When he is working through the gradients of an LSTM, for example, it is to help understanding, not help you implement it in your favourite framework.

When he is showing solutions in various frameworks, the purpose is to help create connections between what the math looks like and what code can look like.

uoaei
0 replies
1d2h

One of the most frustrating things about all the documentation on Transformers is the sole emphasis on NLP.

In particular, one of the most interesting parts of the Transformer architecture to me is the attention mechanism which is permutation invariant (if not for the positional embeddings people use to counteract this inherent quality of attention layers). Also the ability to arbitrarily mask this or that node in the graph -- or even individual edges -- gives the whole thing so much flexibility for encoding domain knowledge into your architecture.

Positional embeddings may still be required in many cases but you can be clever about them beyond the overly restrictive perspective of attention layer inputs purely as one-dimensional sequences.

shubham13596
0 replies
1d9h

Very good resource on building from the basics in a concise manner.

revskill
0 replies
1d7h

Transformer tutorial is like the new "Monad tutorial".

benterix
0 replies
1d6h

In contrast, the AI technology of the current golden age, which began in the mid-2010s, has consistently exceeded our expectations.

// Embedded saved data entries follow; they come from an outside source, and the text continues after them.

PR #2465, opened 2016-10-17
Removes unnecessary mysql dependency when running manage.py collectst…

vickumar1981:
Removes dependency on mysql when running collectstatic command.

## Additions

-  Adds a flag to check if collectstatic is being run in the settings.py

## Removals

-  

## Changes

-  Only attempts to set database to mysql if COLLECTSTATIC flag is False

## Testing

-  Run collectstatic.  Notice that no connection to a mysql database is necessary for this command to execute correctly.

## Review

- @rosskarchner @chosak @willbarton @vccabral @m3brown

## Notes

-

## Todos

-

## Checklist

…atic command.

### DIFF
--- a/cfgov/cfgov/settings/base.py
+++ b/cfgov/cfgov/settings/base.py
@@ -1,4 +1,4 @@
-import os
+import os, sys
 from unipath import Path
 from ..util import admin_emails
 
@@ -18,12 +18,6 @@ PASSWORD_HASHERS = global_settings.PASSWORD_HASHERS
 
 # see https://docs.djangoproject.com/en/1.8/ref/settings/#std:setting-USE_ETAGS
 USE_ETAGS = True
-
-try:
-    import mysql
-    MYSQL_ENGINE = 'mysql.connector.django'
-except ImportError:
-    MYSQL_ENGINE = 'django.db.backends.mysql'
 
 # Application definition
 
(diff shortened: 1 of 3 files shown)


chosak:
I'm able to run `manage.py collectstatic` locally even without a local MySQL database. Can you share the error (stack trace) that you get?

See also [this](https://code.djangoproject.com/ticket/17656) related Django ticket that seems to imply that `collectstatic` should be runnable even without a connection to the DB.

vickumar1981:
@chosak   I guess the bigger question pertains to these lines of code:

```
try:
        import mysql
        MYSQL_ENGINE = 'mysql.connector.django'
    except ImportError:
        MYSQL_ENGINE = 'django.db.backends.mysql'
```

do we need both settings?  or is 'django.db.backends.mysql' sufficient now that jenkins is on RH6?

chosak:
@vickumar1981 I'm not familiar with the need for this code.

vickumar1981:
@chosak   collectstatic will work fine, unless your in that `import mysql` branch of the code, at which point, it will need system dependencies for that.  Assuming that is no longer needed, I think I can close this PR, and just set the engine to the django db backend for mysql.

vickumar1981:
@chosak   Assuming that the 1st setting is no longer needed b/c jenkins is RH6, I can close this PR.  The change is now reflected here - https://github.com/cfpb/cfgov-refresh/pull/2466

vccabral:
Let's close this PR then.

vickumar1981:
k.  so this branch succeeds and deploys to build:

cf.gov-frontend-build/249/console
cf.gov-deploy-django/197/console

vickumar1981:
i'd like to try and explain this PR a bit so that everyone is on the same page.

Let's begin by looking at the germane code block:

```
    try:
        import mysql
        MYSQL_ENGINE = 'mysql.connector.django'
    except ImportError:
        MYSQL_ENGINE = 'django.db.backends.mysql'
```

This conditional import is needed b/c we don't have parity among our build, dev, and prod environments.

https://12factor.net/dev-prod-parity

Parity is an important thing to have, but our build and process rests heavily on an assumption that is incorrect given our environments.  Thus, you cannot just set the backend to 'django.db.backends.mysql' or the build/deploy process will fail (see https://github.com/cfpb/cfgov-refresh/pull/2466).

The relevant settings for mysql depend on having two pip modules installed:

for 'mysql.connector.django' => mysql-connector-python-2.1.3
for 'django.db.backends.mysql' => MySQL-python==1.2.5

These pip modules in turn, depend on having the correct mysql client and development libraries installed, b/c python calls into those libraries to establish that connection.

Now, b/c on the collectstatic step, I've switched to using sqllite, which doesn't need any additional dependencies, we can remove the mysql-connector-python package from both the build and deploy steps, and we can remove the fix-mysql flag in the fabric job (see [GHE]CFGOV/website/blob/master/build.sh#L20)

This results in a simpler build/deploy process with fewer dependencies, and @vccabral, though I haven't tested it yet, it should also build correctly on your ansible setup.

If you notice, this code doesn't have that `try..catch` block.  It sets the db setting to 'django.db.backends.mysql', but explicitly when you are not collecting static assets.

rosskarchner:
👍  Thanks @vickumar1981 "use sqlite" is  much more elegant work-around than  "use this funky off-brand MySQL library, and then immediately uninstall the funky library after deploy"

rosskarchner:
be sure to tweak build.sh and the fabfile to neither install nor uninstall mysql.connector

m3brown:
If we neither install nor uninstall mysql.connector, does this mean that the normal `MySQL-python` package will be built on Jenkins and then deployed to the webserver (i.e. just like all the other python package)?

My impression based on past learning was that the MySQL-plugin built on Jenkins didn't work on our prod webservers, is that accurate? If so, won't `MySQL-python` still need to be reinstalled on the current webservers?

vickumar1981:
@rosskarchner @m3brown yep, those are the next steps.  I"ll test out removing the flag and dependencies.

Just to double check, prod is the other environment where the fix-mysql flag is set, correct?

Also, this branch needs to be rebased before merging.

Well, until recently, that is. It looks like we hit the wall as for what LLMs can do - some might call it a plateau of productivity. Namely, as far as coding is concerned, LLMs can successfully create chunk of code of limited length and tiny programs, can also review small pieces of code and suggest improvements that are not related to the context of the whole program (unless it can fit in the context window). In spite of huge effort put in creating a system where LLM agents could work together to create software such as AutoGPT, no non-trivial program has been created in this way so far.